**WHAT THE TASK ASKS**
The word "changes" marks the lines to keep; find each one in the data and copy it.

**EXCERPTED RECORDS**
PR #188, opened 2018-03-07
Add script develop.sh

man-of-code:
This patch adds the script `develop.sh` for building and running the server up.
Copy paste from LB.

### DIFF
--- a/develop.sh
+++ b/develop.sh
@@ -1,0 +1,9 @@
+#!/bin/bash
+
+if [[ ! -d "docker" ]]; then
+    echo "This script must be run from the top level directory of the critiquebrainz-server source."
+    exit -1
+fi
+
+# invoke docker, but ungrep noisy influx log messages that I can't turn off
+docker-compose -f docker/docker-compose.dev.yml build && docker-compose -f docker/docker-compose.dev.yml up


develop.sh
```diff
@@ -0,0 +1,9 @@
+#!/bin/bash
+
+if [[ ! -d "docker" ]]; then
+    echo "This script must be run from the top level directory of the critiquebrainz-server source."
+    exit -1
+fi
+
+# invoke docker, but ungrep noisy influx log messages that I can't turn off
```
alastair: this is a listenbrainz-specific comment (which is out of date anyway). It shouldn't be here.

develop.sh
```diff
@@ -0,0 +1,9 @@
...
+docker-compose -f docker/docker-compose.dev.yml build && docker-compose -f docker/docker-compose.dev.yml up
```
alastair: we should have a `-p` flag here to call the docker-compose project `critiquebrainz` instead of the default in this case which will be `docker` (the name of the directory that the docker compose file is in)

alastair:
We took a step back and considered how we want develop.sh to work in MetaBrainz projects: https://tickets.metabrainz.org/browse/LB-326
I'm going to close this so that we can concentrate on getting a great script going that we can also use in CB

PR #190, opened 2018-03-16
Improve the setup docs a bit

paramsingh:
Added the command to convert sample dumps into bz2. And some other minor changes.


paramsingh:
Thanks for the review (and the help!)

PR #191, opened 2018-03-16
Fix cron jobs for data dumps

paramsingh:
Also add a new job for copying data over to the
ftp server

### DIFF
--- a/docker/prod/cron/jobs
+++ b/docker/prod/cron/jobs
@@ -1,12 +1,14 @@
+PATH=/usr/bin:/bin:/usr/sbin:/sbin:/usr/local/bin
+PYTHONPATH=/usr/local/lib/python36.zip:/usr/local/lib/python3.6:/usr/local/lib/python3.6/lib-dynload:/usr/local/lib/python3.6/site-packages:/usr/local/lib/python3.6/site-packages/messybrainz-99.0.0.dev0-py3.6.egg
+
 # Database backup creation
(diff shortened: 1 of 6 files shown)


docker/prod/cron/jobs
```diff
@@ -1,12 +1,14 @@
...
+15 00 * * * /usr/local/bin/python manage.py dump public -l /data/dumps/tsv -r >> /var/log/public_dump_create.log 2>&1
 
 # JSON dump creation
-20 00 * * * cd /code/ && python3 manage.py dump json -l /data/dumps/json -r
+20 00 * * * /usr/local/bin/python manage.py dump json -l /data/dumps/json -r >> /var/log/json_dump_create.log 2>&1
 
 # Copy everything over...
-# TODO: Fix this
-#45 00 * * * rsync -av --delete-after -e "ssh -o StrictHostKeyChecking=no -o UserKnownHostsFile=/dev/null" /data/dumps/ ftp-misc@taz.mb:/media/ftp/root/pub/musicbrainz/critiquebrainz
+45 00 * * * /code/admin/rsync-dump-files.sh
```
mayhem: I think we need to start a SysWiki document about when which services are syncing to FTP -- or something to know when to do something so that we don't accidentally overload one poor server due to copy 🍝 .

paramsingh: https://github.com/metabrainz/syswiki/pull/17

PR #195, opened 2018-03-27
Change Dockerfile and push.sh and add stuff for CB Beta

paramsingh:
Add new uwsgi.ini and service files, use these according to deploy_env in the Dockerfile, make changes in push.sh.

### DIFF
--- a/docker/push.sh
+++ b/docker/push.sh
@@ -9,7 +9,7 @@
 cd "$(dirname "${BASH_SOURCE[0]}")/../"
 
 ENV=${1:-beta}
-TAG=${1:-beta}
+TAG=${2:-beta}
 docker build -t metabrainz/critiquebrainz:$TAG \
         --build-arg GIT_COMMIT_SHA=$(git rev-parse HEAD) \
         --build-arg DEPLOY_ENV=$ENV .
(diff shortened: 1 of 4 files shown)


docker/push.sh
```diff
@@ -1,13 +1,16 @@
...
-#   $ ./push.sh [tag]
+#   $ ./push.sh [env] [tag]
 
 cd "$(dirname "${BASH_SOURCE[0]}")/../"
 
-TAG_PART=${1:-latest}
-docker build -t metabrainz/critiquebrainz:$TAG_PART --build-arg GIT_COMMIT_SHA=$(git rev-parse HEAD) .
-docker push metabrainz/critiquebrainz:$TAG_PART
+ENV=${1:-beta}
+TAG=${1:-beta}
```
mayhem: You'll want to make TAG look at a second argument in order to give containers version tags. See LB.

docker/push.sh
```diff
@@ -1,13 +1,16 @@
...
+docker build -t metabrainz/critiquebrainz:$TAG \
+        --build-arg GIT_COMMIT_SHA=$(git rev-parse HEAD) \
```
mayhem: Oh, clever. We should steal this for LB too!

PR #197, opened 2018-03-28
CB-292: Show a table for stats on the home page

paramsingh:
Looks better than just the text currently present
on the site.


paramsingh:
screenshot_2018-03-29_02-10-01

**OUTPUT**
Added the command to convert sample dumps into bz2. And some other minor changes.
Add new uwsgi.ini and service files, use these according to deploy_env in the Dockerfile, make changes in push.sh.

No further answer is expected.